- _EXERCISE DESCRIPTION_
Each line with the word "PluginController" must appear in the answer, copied from the records.

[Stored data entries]
#####

PR #6690, opened 2025-12-30
refactor: remove use of raw nonstd::

pajlada:

### DIFF
--- a/src/controllers/plugins/PluginController.cpp
+++ b/src/controllers/plugins/PluginController.cpp
@@ -450,7 +450,7 @@ std::pair<bool, QStringList> PluginController::updateCustomCompletions(
                 qCDebug(chatterinoLua)
                     << "Got error from plugin " << pl->meta.name
                     << " while refreshing tab completion: "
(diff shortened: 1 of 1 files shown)


src/controllers/commands/common/ChannelAction.cpp
```diff
@@ -58,14 +58,14 @@ void PrintTo(const PerformChannelAction &a, std::ostream *os)
         << ", duration:" << std::to_string(a.duration) << '}';
 }
 
-nonstd::expected<std::vector<PerformChannelAction>, QString> parseChannelAction(
+Expected<std::vector<PerformChannelAction>, QString> parseChannelAction(
```
Nerixyz, line 61:
```suggestion
ExpectedStr<std::vector<PerformChannelAction>> parseChannelAction(
```

I don't know if you want to do this in this PR.

pajlada: I'm fine to leave this - I personally like `Expected<T, E>` but I'm fine if other contributors make their own code use the common aliases we provide.

PR #6691, opened 2025-12-30
Include third party badges in Message.badges

achow101:
Including third party badges in Message.badges allows filters to match on those badges in addition to the Twitch global badges. Since the third party badges don't have ids like the Twitch badges, the badge key uses the tooltip name.


pajlada:
Closing in favour of #6709

PR #6692, opened 2025-12-30
chore: simplify `USE_ALTERNATE_LINKER` code

pajlada:
We don't support this old version of clang, we don't need to use this
fancy macro. Just standard provide `-fuse-ld`, and error if the
alternate linker can't be found


Nerixyz:
Since 3.29, you can set [`CMAKE_LINKER_TYPE`](https://cmake.org/cmake/help/latest/variable/CMAKE_LINKER_TYPE.html) which works cross platform.

Issue #2157, opened 2020-11-04
Solution like "Play highlight sound even when Chatterino is focused" for whispers


zneix:
**What should be added?**
Not really sure whether this is considered as a bug or a feature suggestion, but I would either like to have the option from the title apply for whisper messages as well or introduce a new thing that will allow us to get pings from whispers while having chatterino focused.

**Why should it be added?**
I often leave chatterino in focus while doing other things away from keyboard and have the option from issue title turned on, so I can get back to the pc and see what's going on. I would also love to be notified when someone whispers me, so I don't miss their messages.

PR #6695, opened 2025-12-30
feat: rework highlights & their UI

### LINKED ISSUE #2124: The columns in the highlights  ettings window don't enlarge when I enlarge the window
**Describe the bug**

**Screenshots**
 

 Can't adjust the column size so the text isn't all there

**Chatterino version**

Chatterino 2.2.3-beta (commit 3c6e6446c)

**Operating system**

Windows 10

**Additional information**

### LINKED ISSUE #2365: Highlights for specific channels.
What should be added?
Highlights for specific channels.

Why should it be added?
I wan't a specific emote to be highlighted, but it get's spammed a lot in some other channels.

Example:
billede
billede

### LINKED ISSUE #2401: Muting specific highlight sounds for specific channels
So, right now you can either mute all the notifications for a channel or none.
The problem for me is: My name is "Max", and in basically every channel people use "max" to shorten "maximum", so I would get pinged every 10 seconds or so.

If you could open up a menu i.e. through the three dots on a channel, where you choose which highlights you want to hear from only that channel and which not, would be very nice.

### LINKED ISSUE #6784: "Move Up" on topmost highlight entry causes it to shift to bottom
### Checklist

### Describe your issue

When pressing `Move Up` on a highlight entry that's at the top of the highlight patterns list, the highlight is moved to the bottom of the list.

I would expect it to not move at all, given it's at the top.

### Screenshots

https://github.com/user-attachments/assets/2d7732c6-e010-4632-b98c-70dcfab2d0d7

### OS and Chatterino Version

Chatterino 2.5.4 (commit [b69ab9315](https://github.com/Chatterino/chatterino2/commit/b69ab9315)) built with Qt 6.10.1
Running on Arch Linux, kernel: 6.18.7-2-cachyos

pajlada:
This rebuilds highlights to a fully user-customizable solution.
Users can now:
 - freely disable and enable any highlight.
 - reprioritize any highlight.
 - create filter highlights which allows for giga-advanced highlights.

Things that would be nice for future expansions:
 - Exporting/Importing individual highlights
 - Exporting/Importing list of highlights

Fixes https://github.com/Chatterino/chatterino2/discussions/3472
Fixes https://github.com/Chatterino/chatterino2/discussions/3865
Fixes https://github.com/Chatterino/chatterino2/discussions/3872
Fixes https://github.com/Chatterino/chatterino2/discussions/4191
Fixes https://github.com/Chatterino/chatterino2/discussions/5285
Partially fixes https://github.com/Chatterino/chatterino2/discussions/3616 (highlights only, not ignores)
Fixes https://github.com/Chatterino/chatterino2/issues/2365 through the use of filter highlights. Not super UX-friendly, but it gets the job done.
Fixes https://github.com/Chatterino/chatterino2/issues/2401 through the use of filter highlights.
Fixes https://github.com/Chatterino/chatterino2/issues/2124 - the checkboxes are not there and configuration is done in a dialog instead.
Fixes https://github.com/Chatterino/chatterino2/discussions/3710 by allowing a filter highlight.

Things I think should be fixed in a follow-up PR:
https://github.com/Chatterino/chatterino2/discussions/5360
https://github.com/Chatterino/chatterino2/discussions/6524
https://github.com/Chatterino/chatterino2/issues/2157
https://github.com/Chatterino/chatterino2/discussions/3584 - some groundwork has been laid for it in this PR, but leaving it for a follow-up.
https://github.com/Chatterino/chatterino2/issues/6794

When reviewing or testing this PR, please take a look at the included `highlights-rework.md` document for any known shortcomings or breaking changes.

<details>
<summary>Images</summary>

image

image

image

image

</details>


resources/sounds/REUSE.toml
```diff
@@ -0,0 +1,19 @@
+# SPDX-FileCopyrightText: 2026 Rasmus Karlsson <rasmus.karlsson@pajlada.com>
+# SPDX-License-Identifier: CC0-1.0
+
+version = 1
+
+[[annotations]]
+path = "ping2.wav"
+SPDX-FileCopyrightText = "Copyright (c) 2016 fourtf"
+SPDX-License-Identifier = "MIT"
```
pajlada, line 9: @fourtf Is this an appropriate license for your `ping2.wav` sound?

pajlada: This was resolved in https://github.com/Chatterino/chatterino2/pull/7206

highlights-rework.md
Wissididom, line 1: For later: I think this should be either moved to the docs folder or removed before merging, because I feel like the root directory might not be the best place for it.

pajlada: Yep, the intent is to remove it. It's just where I keep random notes about the rework since I don't want to keep modifying the PR description over and over.

src/controllers/highlights/ConfigureDialog.cpp
```diff
@@ -0,0 +1,661 @@
...
+                getApp()->getTwitchBadges()->getBadgeIcons(
+                    highlights::twitchBadges(),
+                    [w](const QString &identifier,
+                        const std::shared_ptr<QIcon> &icon) {
+                        if (!w)
+                        {
+                            return;
+                        }
+
+                        int index = w->findData(identifier);
```
3r01: The pointer to the combo box will not be null if it is destroyed so this can cause a use-after-free if the form is closed while the request for badge icons hasn't returned yet. You can solve by capturing a `QPointer` in the lambda instead

src/controllers/highlights/Model.cpp
```diff
@@ -0,0 +1,128 @@
...
+
+    row[Column::Name]->setData(getIcon(highlight), Qt::DecorationRole);
+
+    if (const auto *h = std::get_if<BadgeHighlight>(&highlight))
+    {
+        getApp()->getTwitchBadges()->getBadgeIcon(
+            h->getBadgeName(),
+            [row](const QString &name, const std::shared_ptr<QIcon> &icon) {
+                (void)name;  // unused
+                row[Column::Name]->setData(*icon, Qt::DecorationRole);
```
3r01: If the row is deleted before the request for badge icons returns then this will cause use-after-free; `row` will still exist but the objects its pointers refer to will have already been destroyed.

src/providers/twitch/eventsub/MessageBuilder.cpp
```diff
@@ -668,6 +668,10 @@ MessagePtr makeAutomodHoldMessageHeader(
         u"AutoMod: Held a message for reason: " % reason %
         u". Allow will post it in chat. Allow Deny");
 
+    QVariantMap tagsMap;
+    Communi::TagsRef tags(tagsMap);
+    builder.parseHighlights(tags, {}, {}, channel);
```
3r01: Is it intentional to not pass the message text here?

src/singletons/Settings.cpp
```diff
@@ -53,8 +57,231 @@ namespace {
...
+        {
+            outcome.setSound("");
+        }
+        else
+        {
+            const auto &customSoundURL = customSoundSetting.getValue();
+            if (customSoundURL.isEmpty())
+            {
+                // Default ping sound
+                outcome.setSound("001-ping2");
```
3r01, line 76: What happens if I had set a custom global default before, but not a custom sound per highlight?

src/controllers/highlights/types/Outcome.hpp
```diff
@@ -0,0 +1,112 @@
...
+    void serialize(rapidjson::Value &ret,
+                   rapidjson::Document::AllocatorType &a) const;
+
+    bool deserialize(const rapidjson::Value &value);
+
+    friend QDebug operator<<(QDebug dbg, const Outcome &v);
+
+private:
+    std::shared_ptr<QColor> resolvedBackgroundColor =
+        std::make_shared<QColor>();
```
3r01, line 117: Not copy safe, copies of `Outcome` are going to point at the same `QColor`

src/controllers/highlights/Model.cpp
3r01, line 98: If the row is deleted before the request for badge icons returns then this will cause use-after-free; `row` will still exist but the objects its pointers refer to will have already been destroyed.

src/controllers/highlights/ConfigureDialog.cpp
3r01, line 228: The pointer to the combo box will not be null if it is destroyed so this can cause a use-after-free if the form is closed while the request for badge icons hasn't returned yet. Can solve by capturing a `QPointer` in the lambda instead

src/controllers/highlights/types/AllForward.hpp
```diff
@@ -0,0 +1,54 @@
...
+struct UserHighlight;
+struct BadgeHighlight;
+struct UncategorizedNotificationHighlight;
+
+// clang-format off
+/// Variant of all highlights.
+///
+/// When you add a new built-in highlight, it must be added to HighlightController::billTinHighlights and HighlightController::recreateMissingBillTinHighlights. Ensure the order of the latter makes sense. The BillTinHighlights test in HighlightController will also need to be updated.
+/// When you add a new user-defined highlight, it must be added to the HighlightControllerTest.BillTinHighlightsHighlightController test, and to the highlights/types/Common.cpp isUserDefined function.
+/// This variant must be kept in-sync with the one in All.hpp
```
Nerixyz: This has the same comment as in `All.hpp`. I think you can remove the declaration in `All.hpp` and include `AllForward.hpp` there.

src/controllers/highlights/types/Outcome.cpp
```diff
@@ -0,0 +1,142 @@
...
+{
+    this->sound = newSound;
+
+    this->updateSoundURL();
+}
+
+std::shared_ptr<QColor> Outcome::getBackgroundColorWithDefault(
+    const QColor &defaultColor) const
+{
+    if (!this->resolvedBackgroundColor)
```
Nerixyz: Can the resolved background color ever be empty?

src/controllers/highlights/types/Outcome.hpp
```diff
@@ -0,0 +1,112 @@
...
+    /// An empty string means no sound is played.
+    /// A string matching one of our built-in sounds (e.g. "001-ping2") means it will play the given resource.
+    /// An absolute file URL, probably prefixed with file:/// means it will play the custom sound at that path.
+    QString sound;
+
+    void setSound(const QString &newSound);
+
+    /// Contains the URL that should actually be played when a highlight is triggered, or invalid/empty if no sound should be played.
+    /// Transient. Not stored as-is in the JSON.
+    QUrl soundURL;
```
Nerixyz: Is this ever set outside this class? If not, it could be private and the class could expose only a getter.

src/controllers/highlights/types/AnnouncementsHighlight.hpp
```diff
@@ -0,0 +1,116 @@
...
+
+}  // namespace chatterino::highlights
+
+namespace pajlada {
+
+template <>
+struct Serialize<chatterino::highlights::AnnouncementsHighlight> {
+    using H = chatterino::highlights::AnnouncementsHighlight;
+
+    static rapidjson::Value get(const H &h,
```
Nerixyz, line 66: We usually didn't do this, but these methods can be declared in the source file. Not much to gain because we still need the `Serialize` template, so we need to include `pajlada/serialize/serialize.hpp`.

src/controllers/highlights/types/AnnouncementsHighlight.hpp
```diff
@@ -0,0 +1,116 @@
+// SPDX-FileCopyrightText: 2026 Contributors to Chatterino <https://chatterino.com>
+//
+// SPDX-License-Identifier: MIT
+
+#pragma once
+
+#include "controllers/highlights/types/Common.hpp"
+#include "controllers/highlights/types/Outcome.hpp"
+#include "pajlada/serialize/deserialize.hpp"
+#include "pajlada/serialize/serialize.hpp"
```
Nerixyz: We usually include these in angle brackets.

src/controllers/highlights/ConfigureDialog.cpp
```diff
@@ -0,0 +1,661 @@
...
+            l->addRow(lbl, w);
+
+            addSettingMenu(lbl, w, [this, w] {
+                std::visit(
+                    [](auto &&h) {
+                        h.outcome.showInMentions = std::nullopt;
+                    },
+                    this->data);
+                w->setChecked(shouldShowInMentions(this->data));
+            });
```
3r01, line 363: Missing `QSignalBlocker`

src/controllers/highlights/ConfigureDialog.cpp
```diff
@@ -0,0 +1,661 @@
...
+                             });
+            l->addRow(lbl, w);
+
+            addSettingMenu(lbl, w, [this, w] {
+                std::visit(
+                    [](auto &&h) {
+                        h.outcome.alert = std::nullopt;
+                    },
+                    this->data);
+                w->setChecked(shouldAlert(this->data));
```
3r01, line 389: Missing `QSignalBlocker`

src/controllers/highlights/types/Common.hpp
```diff
@@ -0,0 +1,75 @@
...
+
+/// Get the configured sound string - same as stored in the settings.
+/// If a default sound is enabled, and no string is configured, it returns the default sound string.
+QString getSound(const AllHighlights &h);
+
+/// Gets the raw string the user has configured as the sound for the highlight.
+QString getSoundWithoutDefault(const AllHighlights &h);
+
+/// Returns the default sound of the highlight, as defined by the `SOUND_DEFAULT` static string.
+QStringView getDefaultSound(const AllHighlights &h);
```
Nerixyz, line 49: All the functions taking `const AllHighlights&` feel like they should be methods on `AllHighlights`. We can't do that, but could wrap the variant:
```cpp
struct AllHighlights {
  QStringView getID() const;
  // ...
  std::variant<...> v; // Or use a typedef here.
};
```

src/controllers/highlights/types/FilterHighlight.hpp
```diff
@@ -0,0 +1,173 @@
...
+#include "controllers/highlights/types/Outcome.hpp"
+#include "util/RapidjsonHelpers.hpp"
+
+#include <pajlada/serialize/common.hpp>
+#include <qcolor.h>
+#include <qdebug.h>
+#include <qpixmap.h>
+#include <qregularexpression.h>
+#include <QStringView>
+#include <qurl.h>
```
Nerixyz:
```suggestion
#include <QColor>
#include <QDebug>
#include <QStringView>
```

src/controllers/highlights/types/FirstMessageHighlight.cpp
```diff
@@ -0,0 +1,55 @@
...
+                return std::nullopt;
+            }
+
+            return HighlightResult{
+                .alert = highlight.outcome.alert.value_or(H::ALERT_DEFAULT),
+                .sound = highlight.outcome.soundURL,
+                .color = highlight.outcome.getBackgroundColor(),
+                .showInMentions = highlight.outcome.showInMentions.value_or(
+                    H::SHOW_IN_MENTIONS_DEFAULT),
+            };
```
Nerixyz: A lot of these look similar across highlight types. What if there was something like a `Outcome::makeSimpleResult<H>()`?

src/controllers/highlights/types/SubscribedThreadHighlight.hpp
```diff
@@ -0,0 +1,112 @@
...
+    static constexpr bool SHOW_IN_MENTIONS_DEFAULT = true;
+    static constexpr bool ALERT_DEFAULT = true;
+    static constexpr QStringView SOUND_DEFAULT = u"001-ping2";
+    static constexpr QColor BACKGROUND_COLOR_DEFAULT = QColor(143, 48, 24, 60);
+
+    // Default state:
+    // Enabled = true
+    // Show in mentions = true
+    // Flash taskbar = true
+    // Play sound = true
```
Nerixyz: Comment still necessary? The above statics basically say the same.

src/controllers/highlights/types/SubscriptionsHighlight.hpp
```diff
@@ -0,0 +1,114 @@
...
+    static constexpr bool SHOW_IN_MENTIONS_DEFAULT = false;
+    static constexpr bool ALERT_DEFAULT = false;
+    static constexpr QColor BACKGROUND_COLOR_DEFAULT =
+        QColor(196, 102, 255, 100);
+
+    SubscriptionsHighlight() = default;
+
+    // Default state:
+    // Enabled = true
+    // Show in mentions = unavailable (always false)
```
Nerixyz: Same as above, and this looks inaccurate, as `highlight.outcome.showInMentions.value_or(H::SHOW_IN_MENTIONS_DEFAULT)` can return `true`.

src/controllers/highlights/types/UncategorizedNotificationHighlight.hpp
```diff
@@ -0,0 +1,109 @@
...
+
+namespace chatterino::highlights {
+
+/// Matches any special "notifications" that aren't already categorized
+struct UncategorizedNotificationHighlight {
+    static constexpr QStringView ID = u"uncategorizednotification";
+    static constexpr QStringView ICON_RESOURCE =
+        u":/buttons/settings-darkMode.svg";
+
+    static constexpr QStringView DEFAULT_NAME = u"Uncategorized Notification";
```
Nerixyz, line 41: I think this could have a `DESCRIPTION` similar to the filter highlight that explains what this might include.

src/controllers/highlights/types/UserHighlight.hpp
```diff
@@ -0,0 +1,172 @@
...
+        this->username = newValue;
+    }
+
+    /// The display name/pretty name of this highlight.
+    /// If empty, we will try to auto-generate something that makes sense (e.g. "Text contains 'foo'")
+    QString name;
+
+    std::optional<bool> enabled;
+
+    Outcome outcome{BACKGROUND_COLOR_DEFAULT};
```
Nerixyz: Not specific to this highlight: This is the same in every[?] highlight - what if this was in a base class?

src/controllers/highlights/ConfigureDialog.cpp
```diff
@@ -0,0 +1,661 @@
...
+                       //
+                   },
+                   [this, formLayout](auto &&h) {
+                       auto *lbl = new QLabel("Enabled");
+                       auto *w = new QCheckBox;
+                       w->setChecked(highlights::isEnabled(this->data));
+
+                       QObject::connect(w, &QCheckBox::checkStateChanged,
+                                        [&](auto checkstate) {
+                                            h.enabled = checkstate;
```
PR #6702, opened 2026-01-03
feat(xdg): return only base or user directories

pajlada:
Our current `getXDGDirectories` implementation returns both the user
_and_ system directory for the given user type.
For some use cases (e.g. dictionaries), we want to have more granural
control.

I have added two new functions:
 - `getXDGBaseDirectories` which returns the base directories from `XDG_CONFIG_DIRS`
 - `getXDGUserDirectories` which returns the user directory from `XDG_CONFIG_HOME`

The original `getXDGDirectories` function is still intact and uses the two new functions.

### DIFF
--- a/src/util/XDGDirectory.cpp
+++ b/src/util/XDGDirectory.cpp
@@ -8,29 +8,8 @@ namespace chatterino {
 
 #if defined(Q_OS_UNIX) and !defined(Q_OS_DARWIN)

#####

- _RESPONSE AREA_
--- a/src/controllers/plugins/PluginController.cpp
+++ b/src/controllers/plugins/PluginController.cpp
@@ -450,7 +450,7 @@ std::pair<bool, QStringList> PluginController::updateCustomCompletions(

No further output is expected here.